DATA TO USE |
◇ ◇ ◇ ◇

PR #613, opened 2024-01-08
Roll back registry api from `v2.0` to `v1.0`

### LINKED ISSUE #566: Version compatibility break for origins
In the work for v7.4.0, we added a new "v2.0" API for the registry.

However, this introduced a compatibility break -- the origin may be registering with an older registry that does not have the v2.0 API.

The origin should either auto-detect the supported API version or gracefully fall back to v1.0 if it gets a 404.

To reproduce, simply run:

```
pelican origin serve -f osg-htc.org -v /tmp/test:/test
```

haoming29:
Fixes #566 

See #566 for reasoning behind this implementation.

### DIFF
--- a/cmd/registry_client.go
+++ b/cmd/registry_client.go
@@ -80,7 +80,6 @@ func registerANamespace(cmd *cobra.Command, args []string) {
 	if err != nil {
 		log.Errorf("Failed to construction registration endpoint URL: %v", err)
 	}
-	// registrationEndpoint := url.JoinPath(namespaceEndpoint, "/api/v1.0/registry/register").String()
 	if prefix == "" {
 		log.Error("Error: prefix is required")
 		os.Exit(1)
--- a/cmd/registry_client.go
+++ b/cmd/registry_client.go
@@ -76,7 +76,7 @@ func registerANamespace(cmd *cobra.Command, args []string) {
 	}
 
 	// Parse the namespace URL to make sure it's okay
-	registrationEndpointURL, err := url.JoinPath(namespaceEndpoint, "api", "v2.0", "registry")
+	registrationEndpointURL, err := url.JoinPath(namespaceEndpoint, "api", "v1.0", "registry")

◇ ◇ ◇ ◇

All the entries above should come back exactly as they are written.

PR #613, opened 2024-01-08
Roll back registry api from `v2.0` to `v1.0`

### LINKED ISSUE #566: Version compatibility break for origins
In the work for v7.4.0, we added a new "v2.0" API for the registry.

However, this introduced a compatibility break -- the origin may be registering with an older registry that does not have the v2.0 API.

The origin should either auto-detect the supported API version or gracefully fall back to v1.0 if it gets a 404.

To reproduce, simply run:

```
pelican origin serve -f osg-htc.org -v /tmp/test:/test
```

haoming29:
Fixes #566 

See #566 for reasoning behind this implementation.

### DIFF
--- a/cmd/registry_client.go
+++ b/cmd/registry_client.go
@@ -80,7 +80,6 @@ func registerANamespace(cmd *cobra.Command, args []string) {
 	if err != nil {
 		log.Errorf("Failed to construction registration endpoint URL: %v", err)
 	}
-	// registrationEndpoint := url.JoinPath(namespaceEndpoint, "/api/v1.0/registry/register").String()
 	if prefix == "" {
 		log.Error("Error: prefix is required")
 		os.Exit(1)
--- a/cmd/registry_client.go
+++ b/cmd/registry_client.go
@@ -76,7 +76,7 @@ func registerANamespace(cmd *cobra.Command, args []string) {
 	}
 
 	// Parse the namespace URL to make sure it's okay
-	registrationEndpointURL, err := url.JoinPath(namespaceEndpoint, "api", "v2.0", "registry")
+	registrationEndpointURL, err := url.JoinPath(namespaceEndpoint, "api", "v1.0", "registry")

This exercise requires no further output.